Aim of the task: Each line of the records below that holds "untyped" should be copied out.

Available data:
PR #83, opened 2022-10-11
Strict requirement for type hinting

jacobcook1995:
# Description

Based on the discussion in #60 it seems like a good idea to make type annotations mandatory. If this becomes a problem down the we can always switch to a less strict option, but if we are going to use a more strict option, switching to it down the line would be a nightmare (there already were a lot of extra `mypy` errors to fix with our currently pretty minimal code base).

I could find type stubs for either `shapely` or `dpath`, so turned off type checking when I imported them. I may not have been looking in the right places for them though. So, if anyone knows where they can be found, let me know.

## Type of change

## Key checklist

## Further checks

### DIFF
--- a/docs/source/development/training/test_mfm.py
+++ b/docs/source/development/training/test_mfm.py
@@ -4,12 +4,12 @@ import pytest
 from mfm import TimesTable, my_float_multiplier, my_picky_float_multiplier
 
 
-def test_fm():
+def test_fm() -> None:
 
     assert 10 == my_float_multiplier(2, 5)
 
 
-def test_pfm():
+def test_pfm() -> None:
 
     with pytest.raises(ValueError) as err_hndlr:
 
@@ -18,7 +18,7 @@ def test_pfm():
     assert str(err_hndlr.value) == "Both x and y must be of type float"
 
 
-def test_pfm_fail():
+def test_pfm_fail() -> None:
 
     with pytest.raises(ValueError) as err_hndlr:
 
@@ -36,7 +36,7 @@ def test_pfm_fail():
         (-1.5, -3.0, 4.5),
     ],
 )
-def test_pfm_param_noid(x, y, expected):
+def test_pfm_param_noid(x: float, y: float, expected: float) -> None:
 
     assert expected == my_picky_float_multiplier(x, y)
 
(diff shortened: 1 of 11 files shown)


davidorme:
It looks like `shapely` is planning on implementing but isn't there yet (https://github.com/shapely/shapely/issues/721) but I can find nothing on `dpath`. Both of those could be suppressed at the project level in the `cfg` file, but we can look at that if we end up using these a lot in different modules, rather than just `grid` and `config`.

davidorme:
It looks like we should be able to use `conftest.py` to configure `mypy` to be less strict in the test suite than the main code? Do we really need to enforce typing on test functions? I guess it doesn't hurt, but it is finnicky.

jacobcook1995:
Yeah I wasn't sure whether or not requiring type hints on testing code is desirable or not, but that can be changed if we decide that it isn't

davidorme:
I have had a look at this, because my next PR (#84) is affected. We can include the code below in `tests/conftest.py` to make `mypy` more forgiving on the tests. 
```
def pytest_configure(config):
    plugin = config.pluginmanager.getplugin("mypy")
    plugin.mypy_argv.append("--allow-untyped-calls")
    plugin.mypy_argv.append("--allow-untyped-defs")
    plugin.mypy_argv.append("--allow-incomplete-defs")
```

I think this is probably worth doing - I guess it is a similar argument to whether or not you use docstrings.  I think docstrings are worthwhile because it is the 'right' place to comment on tests when needed, but I'm not sure we need to enforce typing on tests. @dalonsoa and @alexdewar ?

dalonsoa:
I think that being more relaxed with typing in the tests make sense, so if there is a way of removing the most annoying aspects of mypy there, as it seems there is, I would use it.

davidorme (changes requested):
OK. With that feedback, I'd say we roll back the typing added in `tests` and then add the local `pytest-mypy` plugin configuration to `conftest.py`.

alexdewar:
I agree. The only caveat I would add though is that if it ends up being a faff to exclude the ``tests`` folder from the mypy linting, you could just leave the type hints there. In practice this will just mean adding a bunch of ``-> None``s, which isn't that big a deal.

jacobcook1995:
Actually appears to be fairly straightforward to add module/folder level exclusions for `mypy` in `setup.cfg`

davidorme (approved):
That config solution looks good - a bit cleaner! I've applied this branch to #84 and it works, so I'm happy to approve this.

Completed exercise:
    plugin.mypy_argv.append("--allow-untyped-calls")
    plugin.mypy_argv.append("--allow-untyped-defs")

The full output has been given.